Copy out all of the records. Keep every word exact.

*** PROVIDED DATA ***

PR #3255, opened 2021-09-24
2.6.x/prometheus request termination

kikito:
In addition to documenting 2.6 changes, this PR also:

* Includes a "new in this version" section in those plugins
* Adds a previously missing version for the request-termination plugin.


app/_hub/kong-inc/request-termination/index.md
```diff
@@ -69,16 +73,31 @@ params:
...
     Once applied, every request (within the configured plugin scope of a Service,
     Route, Consumer, or global) will be immediately terminated by
     sending the configured response.
 
 ---
 
+## New in 2.1.0
+
+- `trigger` config option
+- `echo` config option
```
PaulFischer-Kong, line 95: @Tieske - By tomorrow am (EST) would you mind improving the request-termination docs - maybe even reflect the latest changelog entries.

fffonion:
Not sure if there's anyone being assinged to https://github.com/Kong/kong/commit/8e4c0033e6d2b8b6be0250fa805e8263b189a168#diff-bde7632435763f17816c0dc31c3912aa1462a51c60c881f19d0644401a9469c4 but we would need to document that as well. It's a non-breaking behaviour change.
We can add the new behaviour to sample output of doc for example https://github.com/Kong/docs.konghq.com/pull/3255/files#diff-65e3908f76b1496bf2df357ebeb7aaabcfc912ec7e68b727f8371b12378837a9R207
becomes:
```
kong_upstream_target_health{upstream="<upstream_name>",target="<target>",address="<ip>:<port>",state="healthchecks_off",subsystem="http"} 0
kong_upstream_target_health{upstream="<upstream_name>",target="<target>",address="<ip>:<port>",state="healthy",subsystem="http"} 1
kong_upstream_target_health{upstream="<upstream_name>",target="<target>",address="<ip>:<port>",state="unhealthy",subsystem="http"} 0
kong_upstream_target_health{upstream="<upstream_name>",target="<target>",address="<ip>:<port>",state="dns_error",subsystem="http"} 0
```

app/_hub/kong-inc/request-termination/index.md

***

EXERCISE SOLUTION:
PR #3255, opened 2021-09-24
2.6.x/prometheus request termination

kikito:
In addition to documenting 2.6 changes, this PR also:

* Includes a "new in this version" section in those plugins
* Adds a previously missing version for the request-termination plugin.


app/_hub/kong-inc/request-termination/index.md
```diff
@@ -69,16 +73,31 @@ params:
...
     Once applied, every request (within the configured plugin scope of a Service,
     Route, Consumer, or global) will be immediately terminated by
     sending the configured response.
 
 ---
 
+## New in 2.1.0
+
+- `trigger` config option
+- `echo` config option
```
PaulFischer-Kong, line 95: @Tieske - By tomorrow am (EST) would you mind improving the request-termination docs - maybe even reflect the latest changelog entries.

fffonion:
Not sure if there's anyone being assinged to https://github.com/Kong/kong/commit/8e4c0033e6d2b8b6be0250fa805e8263b189a168#diff-bde7632435763f17816c0dc31c3912aa1462a51c60c881f19d0644401a9469c4 but we would need to document that as well. It's a non-breaking behaviour change.
We can add the new behaviour to sample output of doc for example https://github.com/Kong/docs.konghq.com/pull/3255/files#diff-65e3908f76b1496bf2df357ebeb7aaabcfc912ec7e68b727f8371b12378837a9R207
becomes:
```
kong_upstream_target_health{upstream="<upstream_name>",target="<target>",address="<ip>:<port>",state="healthchecks_off",subsystem="http"} 0
kong_upstream_target_health{upstream="<upstream_name>",target="<target>",address="<ip>:<port>",state="healthy",subsystem="http"} 1
kong_upstream_target_health{upstream="<upstream_name>",target="<target>",address="<ip>:<port>",state="unhealthy",subsystem="http"} 0
kong_upstream_target_health{upstream="<upstream_name>",target="<target>",address="<ip>:<port>",state="dns_error",subsystem="http"} 0
```

app/_hub/kong-inc/request-termination/index.md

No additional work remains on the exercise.